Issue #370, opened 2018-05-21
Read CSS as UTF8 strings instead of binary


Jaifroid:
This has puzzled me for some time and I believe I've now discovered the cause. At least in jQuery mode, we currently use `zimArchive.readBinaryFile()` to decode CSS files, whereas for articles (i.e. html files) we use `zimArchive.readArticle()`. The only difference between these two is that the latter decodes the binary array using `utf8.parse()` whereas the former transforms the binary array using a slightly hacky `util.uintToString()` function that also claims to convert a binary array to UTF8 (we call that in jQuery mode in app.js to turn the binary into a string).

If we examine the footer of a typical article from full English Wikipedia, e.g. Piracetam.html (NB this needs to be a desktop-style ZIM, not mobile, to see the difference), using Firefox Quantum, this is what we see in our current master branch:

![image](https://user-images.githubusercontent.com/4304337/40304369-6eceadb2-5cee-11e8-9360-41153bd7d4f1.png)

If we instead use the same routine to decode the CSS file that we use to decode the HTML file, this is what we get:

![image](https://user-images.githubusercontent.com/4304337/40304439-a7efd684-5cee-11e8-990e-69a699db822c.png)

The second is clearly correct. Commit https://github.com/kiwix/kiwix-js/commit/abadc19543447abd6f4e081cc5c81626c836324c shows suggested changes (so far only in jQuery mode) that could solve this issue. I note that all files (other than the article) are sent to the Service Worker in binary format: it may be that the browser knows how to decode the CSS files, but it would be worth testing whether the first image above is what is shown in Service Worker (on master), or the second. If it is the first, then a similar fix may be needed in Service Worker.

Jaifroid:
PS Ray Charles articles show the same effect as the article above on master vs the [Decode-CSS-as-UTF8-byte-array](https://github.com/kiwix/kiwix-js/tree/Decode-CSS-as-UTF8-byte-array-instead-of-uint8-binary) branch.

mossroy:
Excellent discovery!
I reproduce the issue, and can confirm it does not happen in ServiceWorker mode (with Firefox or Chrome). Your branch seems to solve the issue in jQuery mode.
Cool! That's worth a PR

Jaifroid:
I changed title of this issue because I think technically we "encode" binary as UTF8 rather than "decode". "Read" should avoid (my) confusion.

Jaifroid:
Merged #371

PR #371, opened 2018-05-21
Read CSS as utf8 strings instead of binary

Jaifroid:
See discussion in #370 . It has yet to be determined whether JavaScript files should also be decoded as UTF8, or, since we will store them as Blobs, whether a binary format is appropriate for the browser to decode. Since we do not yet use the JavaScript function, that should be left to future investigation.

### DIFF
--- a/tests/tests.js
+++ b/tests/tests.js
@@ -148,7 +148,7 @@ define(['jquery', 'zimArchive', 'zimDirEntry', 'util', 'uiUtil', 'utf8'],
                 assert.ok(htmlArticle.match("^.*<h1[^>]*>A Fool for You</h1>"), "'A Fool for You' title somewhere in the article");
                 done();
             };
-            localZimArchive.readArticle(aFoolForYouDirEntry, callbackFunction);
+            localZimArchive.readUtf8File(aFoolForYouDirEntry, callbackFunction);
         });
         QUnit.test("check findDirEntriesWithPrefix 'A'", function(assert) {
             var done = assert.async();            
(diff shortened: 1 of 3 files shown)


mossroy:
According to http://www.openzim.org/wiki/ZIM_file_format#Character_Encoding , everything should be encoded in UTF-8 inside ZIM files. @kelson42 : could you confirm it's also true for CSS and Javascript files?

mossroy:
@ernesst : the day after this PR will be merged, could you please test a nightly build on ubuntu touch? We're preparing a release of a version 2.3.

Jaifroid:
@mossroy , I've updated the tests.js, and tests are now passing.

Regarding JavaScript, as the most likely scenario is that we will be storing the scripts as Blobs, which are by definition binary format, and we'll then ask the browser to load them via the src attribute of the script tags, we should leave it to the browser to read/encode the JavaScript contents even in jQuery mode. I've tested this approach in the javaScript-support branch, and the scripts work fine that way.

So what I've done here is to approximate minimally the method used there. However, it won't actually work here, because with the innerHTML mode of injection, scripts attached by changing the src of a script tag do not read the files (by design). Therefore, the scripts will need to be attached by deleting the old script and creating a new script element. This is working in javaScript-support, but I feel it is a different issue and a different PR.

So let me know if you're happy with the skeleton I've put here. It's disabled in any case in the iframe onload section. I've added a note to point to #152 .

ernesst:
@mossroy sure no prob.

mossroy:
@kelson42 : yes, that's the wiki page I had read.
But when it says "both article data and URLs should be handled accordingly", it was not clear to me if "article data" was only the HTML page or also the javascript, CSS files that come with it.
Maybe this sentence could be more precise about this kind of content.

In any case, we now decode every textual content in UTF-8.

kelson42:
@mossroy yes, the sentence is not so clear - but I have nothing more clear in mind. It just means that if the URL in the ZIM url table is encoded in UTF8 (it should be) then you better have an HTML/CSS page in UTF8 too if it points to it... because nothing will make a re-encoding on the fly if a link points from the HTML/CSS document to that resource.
──────────────────────────────
Going through the entries, return every line holding the word "assert".

                 assert.ok(htmlArticle.match("^.*<h1[^>]*>A Fool for You</h1>"), "'A Fool for You' title somewhere in the article");
         QUnit.test("check findDirEntriesWithPrefix 'A'", function(assert) {
             var done = assert.async();            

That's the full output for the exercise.